Figure 6 shows the projected figure with beacons B1, B2, and B3. From the figure, we can see that every two circles will generate a line according to their common points. Three beacons will totally generate 3 of such lines, that is, line $l_{12}$ , $l_{23}$ , and $l_{13}$ . These 3 lines will definitely pass the point c which is just the projected point of the node. If beacon B3 has no line of sight resulting in overestimating the distance, the projected radius to beacon B3 will be enlarged. In Figure 6, the dashed line circle is the biased circle indicating the enlarged measured distance. Since circle B1 and circle B2 are not changed, $l_{12}$ remains unchanged, while $l_{23}$ and $l_{13}$ are moved to the $l_{23}^{'}$ and $l_{13}^{'}$ , the crossing point c is also moved to $c'$ . In fact, as we know, in a two-dimensional plane, two lines are enough to determine a point.
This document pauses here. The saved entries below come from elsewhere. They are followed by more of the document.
PR #1104, opened 2023-05-15
feat: `app.mount()`

yusukebe:
This PR introduces a new feature, `mount()`.

Currently, there are many frameworks that support Web Standard APIs. They provide applications that receive a Request and return a Response:

```
Request => app => Response
```

I've found an interesting idea to utilize this unique point, which is `mount()`.

By using `mount()`, you can integrate applications using other frameworks, such as *itty-router*, with Hono.

```ts
import { Router as IttyRouter } from 'itty-router'
import { Hono } from 'hono'
import { mount } from 'hono/mounter'

// Create itty-router application
const ittyRouter = IttyRouter()

// Handle `GET /itty-router/hello`
ittyRouter.get('/hello', () => new Response('Hello from itty-router'))

// Hono application
const app = new Hono()

// Mount!
app.get(...mount('/itty-router', ittyRouter.handle))

export default app
```

And I also tried the Remix app:

```ts
import { Hono } from 'hono'
import { mount } from 'hono/mounter'

import { serveStatic } from 'hono/cloudflare-workers'

import { createRequestHandler } from '@remix-run/cloudflare'
import * as build from './build'

// Remix application
// @ts-ignore
const handleRemixRequest = createRequestHandler(build, process.env.NODE_ENV)

// Hono application
const app = new Hono()

// Static files for Remix
app.get(
  '/remix/build/*',
  serveStatic({
    root: './',
  })
)

// Mount Remix app
app.get(
  ...mount('/remix', handleRemixRequest, (c) => {
    return { env: env(c) }
  })
)
```

This means we can mount any applications built with any framework like *itty-router*, *Remix*, *Qwik*, *SoildJS* into our Hono app. We don't need to create middleware to mount a specific framework, we can do it simply with `mount()`.

With this implementation, now, we have two concepts: **adapt** and **mount**. In my view, **adapt** means "Hono adapts to any runtime", while **mount** means "Hono can mount any framework". Along with middleware, we can create a large ecosystem like the following:

Image

With these special features, Hono will not just be a web framework, it will be like a "Glue".

In any case, I believe the ability to mount applications built with other frameworks is a good idea.


yusukebe:
Hi @usualoma , @metrue , @yujong-lee , @ThatOneBro , @yudai-nkt and others.

I think this is a good feature. What about you? Although you don't have to review the implementation, if you have any opinions about this feature, its APIs, or concepts, please let me know.

yusukebe:
Hi @aiji42,

If you have any opinions as well, please let us know.

aiji42:
@yusukebe 
Does this mean that while Hono receives requests with the base path, it behaves as if the request was made without the base path portion when viewed from the framework side? In the example you provided with Remix, if Hono receives a request at /remix/foo/bar, does it appear as if access was made at /foo/bar from the Remix side?

yusukebe:
@aiji42 

Yes, you are correct. If the end-user accesses `/remix/foo/bar`, the Remix app will receive the Request as `/foo/bar`.

aiji42:
@yusukebe 
That's very cool🎉 I think it will be useful in the small library I'm currently developing.

However, the actual scenes where it can be used might be limited. In real use cases, you need to be aware of the base path when generating links. Many frameworks support base paths, and I get the feeling that issues may arise due to the path the framework receives not matching the actual path on the browser.

But for me, it's an extremely beneficial feature!

yudai-nkt:
Similar to a feedback above, I also would like to see some motivating use cases. One example I came up with is framework migration (like from Remix to SvelteKit or whatever combinations), but I'm not sure if it is really the case.

Of course, just because I don't come up with real-world use cases doesn't mean this PR isn't appealing. The idea of being runtime/framework agnostic seems interesting anyway!

yusukebe:
Thank you for your comments!

Additionally, there's one advantage to this structure using `mount()`. We can apply **middleware** to any mounted application, regardless of whether it was built with *itty-router*, *Remix*, or *Qwik*:

```ts
app.use('/another-app/admin/*', basicAuth({ username, password }))
```

This is incredibly useful, as we won't have to implement features like BasicAuth for each specific framework like *itty-router* or *Remix*.

metrue:
hey @yusukebe  sorry for the late response, I like your idea, it's amazing, basically it means Hono empowers the other frameworks possibility to run on multiple runtimes (with Hono runtime adapters) while enjoys Hono middlewares out of the box.

yujong-lee:
@yusukebe 

> we can mount any applications built with any framework like itty-router, Remix, Qwik, SoildJS into our Hono app.

I love this idea! Great work!

yusukebe:
@aiji42 @yudai-nkt @metrue @usualoma 

Thank you for your comments! Let's go with this idea.

## About API

As @usualoma mentioned:

> I think there is room for consideration regarding the API.

Indeed.

```ts
app.mount('/remix', handleRemixRequest, (c) => {
  return { env: env(c) }
})
```

I believe this `app.mount()` looks neat! We have to examine the implementation to see how much the code will increase. Nonetheless, it might be worth including in `hono-base.ts`.

yusukebe:
Hi @usualoma!

I've implemented this feature as `app.mount()`:

```ts
const ittyRouter = IttyRouter()

ittyRouter.get('/hello', () => new Response('Hello from itty-router!'))

const app = new Hono()

app.mount('/itty-router', ittyRouter.handle)
```

Code size for `v3.1.8`:

Screenshot 2023-05-17 at 17 49 43

Code size for `mounter/mount()` (`hono-base.ts` does not include `app.mount()`):

Screenshot 2023-05-17 at 18 22 49

Code size for `app.mount()`:

Screenshot 2023-05-17 at 17 48 58

By adding `app.mount()`, the application size will increase, of course. However, the code is smaller than in `v3.1.8`, so I think this increase is acceptable. Also, this API, `app.mount()`, is neat and cool. I would like to proceed with this API!

Could you review my implementation?

usualoma:
@yusukebe Thanks. `app.mount()` is pretty great!

I suggest that the URL passed to the sub-app be generated as follows.

* If we don't consider regular expressions, etc. (I don't think this is usually necessary) : https://github.com/honojs/hono/pull/1112
* If we consider regular expressions : https://github.com/honojs/hono/pull/1111

yusukebe:
Hi @usualoma 

Thanks! I believe we don't need to support regular expressions for `app.mount()`. So, let's go ahead with #1112!

PR #1105, opened 2023-05-15
feat(app): `app.routerName()`

yusukebe:
This PR introduces a `c.routerName()` function in `context.ts`. With this function, we can determine the name of the currently active router. This can be useful for debugging purposes.

```ts
import { Hono } from 'hono'

//...

app.get('/', (c) => {
  return c.text(c.routerName ?? 'N/A') // "SmartRouter + RegExpRouter"
})
```

### DIFF
--- a/deno_dist/context.ts
+++ b/deno_dist/context.ts
@@ -65,6 +65,7 @@ type ContextOptions<E extends Env> = {
   notFoundHandler?: NotFoundHandler<E>
   path?: string
   paramData?: Record<string, string>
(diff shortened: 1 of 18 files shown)


usualoma:
It would be a good feature to get the name of the router!

However, I thought the following
* It is the app, not the context, that should know the router name
* Passing the router's name to the context for each request is a wasteful process in most cases.

I prefer to get it with `app.routerName` as follows.

https://github.com/honojs/hono/pull/1110

PR #1135, opened 2023-05-27
fix: Add missing client types and TypedResponse type

dimik:
Hi @yusukebe we have an issue with `hc` – we'd like to publish typed hono client from our Hono app as a library with zero dependencies, but since hono package.json has `"types": "dist/types/index.d.ts",` and this file doesn't contain client types we can't make it standalone – without `import from 'hono/dist...'` (see screenshots now/after change).

We have such entry point (client.ts) that we build separately from Hono app worker itself:
```
import { hc } from 'hono/client';

import { AppType } from '.';

export type { InferRequestType, InferResponseType } from 'hono/client';

export const client = hc<AppType>;
```

This is what we have now after build:
Screen Shot 2566-05-27 at 20 32 41

This is what we want to have with this changes:
Screen Shot 2566-05-27 at 20 29 39

So i exported few hono client types that we 
need for that. Changed RequestOptions => ClientRequestOptions to avoid possible type name collisions. As it uses only internally now that should not be a breaking change for anybody.
As well I exported the TypedResponse bcs we don't want use jsonT but instead to return Response | TypedResponse from handler and we need this type to be exposed as well.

To determine the projected point c, we only need to examine the lines $l_{12}$ and $l_{23}$ for their convenience. Because line $l_{12}$ is kept unchanged, the possible projected point c can only move along the line $l_{12}$ . In this case, if beacon B3 has no line of sight, then only y value of the node will be changed while there will be no effect on its x value. Vice versa, the nonline of sight of the beacon B1 will only affect the node's x value but will have no effect on its y value. From the mathematical view, since beacons B1 and B2 are at the x-axis and the line B2B3 is parallel to y-axis, node's position can be found to be

\begin{matrix} x = \frac{r_{2}^{2} - r_{1}^{2} - d_{2}^{2} + d_{1}^{2}}{2 (x_{2} - x_{1})}, \\ y = \frac{r_{3}^{2} - r_{2}^{2} - d_{3}^{2} + d_{2}^{2}}{2 (y_{3} - y_{2})} . \end{matrix}

(4)

Suppose the measurement error of $d_{3}$ is e, then the y error of the localization result is

\begin{matrix} ε_{y} = - \frac{d_{3} \cdot e}{y_{3} - y_{2}} - \frac{e^{2}}{2 (y_{3} - y_{2})} . \end{matrix}

(5)

If the distance measurement error e is much smaller than $d_{3}$ , then (5) can be approximately estimated to be

\begin{matrix} ε_{y} \approx c_{0} \cdot e, \end{matrix}

(6)

where

\begin{matrix} c_{0} = - \frac{d_{3}}{y_{3} - y_{2}} . \end{matrix}

(7)

Figure 6

Projected figure with beacon B3 has nonline of sight.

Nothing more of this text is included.